(Stored items from a collection)
PR #4145, opened 2025-01-15
feat(FN-3736): remaining delete transient form data scenarios

RLavender98:
## Introduction :pencil2:
When a user abandons the correction journey without clicking cancel they might start the journey again with form data already saved. When they start a new journey we therefore need to make an api call to delete any old saved data.

Also in this PR, add deletion of correction transient form data to the endpoint that will be responsible for saving the values and completes the journey so any unused old data is not hanging around.

- Add repo delete call to the PUT fee record correction endpoint
- Add call to the transient form data delete endpoint when user is starting the provide correction journey anew
- Add e2e-tests for the changes in this PR and the initial PR for this ticket which covers deleting the form data when the user clicks cancel on the review page

### DIFF
--- a/portal/server/controllers/utilisation-report-service/record-correction/provide-utilisation-report-correction/index.test.ts
+++ b/portal/server/controllers/utilisation-report-service/record-correction/provide-utilisation-report-correction/index.test.ts
@@ -64,9 +64,21 @@ describe('controllers/utilisation-reports/record-corrections/create-record-corre
       jest.resetAllMocks();
     });
 
-    describe('when there are NOT any saved form values', () => {
+    describe('when the user visits the page from a link on the Report GEF utilisation and fees page', () => {
       beforeEach(() => {
-        jest.mocked(api.getFeeRecordCorrectionTransientFormData).mockResolvedValue({});
+        req.headers.referer = 'utilisation-report-upload';
+      });
+
+      it('should clear any saved form data for the correction', async () => {
+        // Arrange
+        jest.mocked(api.getFeeRecordCorrection).mockResolvedValue(aGetFeeRecordCorrectionResponseBody());
+
+        // Act
+        await getProvideUtilisationReportCorrection(req, res);
+
+        // Assert
+        expect(api.deleteFeeRecordCorrectionTransientFormData).toHaveBeenCalledTimes(1);
+        expect(api.deleteFeeRecordCorrectionTransientFormData).toHaveBeenCalledWith(userToken, bankId, correctionId);
       });
 
       it('should render the "provide utilisation report correction" page', async () => {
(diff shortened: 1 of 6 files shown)


portal/server/controllers/utilisation-report-service/record-correction/provide-utilisation-report-correction/index.ts
```diff
@@ -27,7 +28,20 @@ export const getProvideUtilisationReportCorrection = async (req: GetProvideUtili
...
 
-    const savedFormValues = await api.getFeeRecordCorrectionTransientFormData(userToken, bankId, correctionId);
+    let savedFormValues: GetFeeRecordCorrectionTransientFormDataResponseBody = {};
+
+    /**
+     * If the user is coming from a link on the Report GEF utilisation and fees page
+     * then we want to clear any saved form data for the correction as they are starting
+     * a new journey.
+     */
+    const isNewJourney = req.headers.referer?.includes('utilisation-report-upload');
```
Zainzzkk, line 38: is it possible to double check this returns the 'utilisation-report-upload' locally?
Locally this did not return the last part of the url for me

Zainzzkk (approved):

portal/server/controllers/utilisation-report-service/record-correction/provide-utilisation-report-correction/index.ts
RLavender98: Yep I have tested this locally and it works correctly and is captured by and e2e test case also

portal/server/controllers/utilisation-report-service/record-correction/provide-utilisation-report-correction/index.test.ts
```diff
@@ -64,9 +64,21 @@ describe('controllers/utilisation-reports/record-corrections/create-record-corre
       jest.resetAllMocks();
     });
 
-    describe('when there are NOT any saved form values', () => {
+    describe('when the user visits the page from a link on the Report GEF utilisation and fees page', () => {
```
sw-mattw, line 67: Should we add another test to this describe block to check that `getFeeRecordCorrectionTransientFormData` is not called (to test that it's in an else branch)?

portal/server/controllers/utilisation-report-service/record-correction/provide-utilisation-report-correction/index.test.ts
```diff
@@ -105,50 +117,97 @@ describe('controllers/utilisation-reports/record-corrections/create-record-corre
...
-          user: mockUser,
-          primaryNav: PRIMARY_NAV_KEY.UTILISATION_REPORT_UPLOAD,
-          correctionRequestDetails: expectedCorrectionRequestDetails,
-          paymentCurrencyOptions: expectedPaymentCurrencyOptions,
-          additionalComments: {
-            label: expectedAdditionalCommentsLabel,
-            hint: expectedAdditionalCommentsHint,
-          },
-          formValues: mapToProvideCorrectionFormValuesViewModel(savedFormValues),
+      describe('when there are saved form values', () => {
```
sw-mattw, line 166: Should we be checking that `getFeeRecordCorrectionTransientFormData` has been called with correct params?

sw-mattw (approved):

• **TO DO**
Copy every line of the data where "correctionId" is found.

• **RESPONSE TO THIS EXERCISE**
+        expect(api.deleteFeeRecordCorrectionTransientFormData).toHaveBeenCalledWith(userToken, bankId, correctionId);
-    const savedFormValues = await api.getFeeRecordCorrectionTransientFormData(userToken, bankId, correctionId);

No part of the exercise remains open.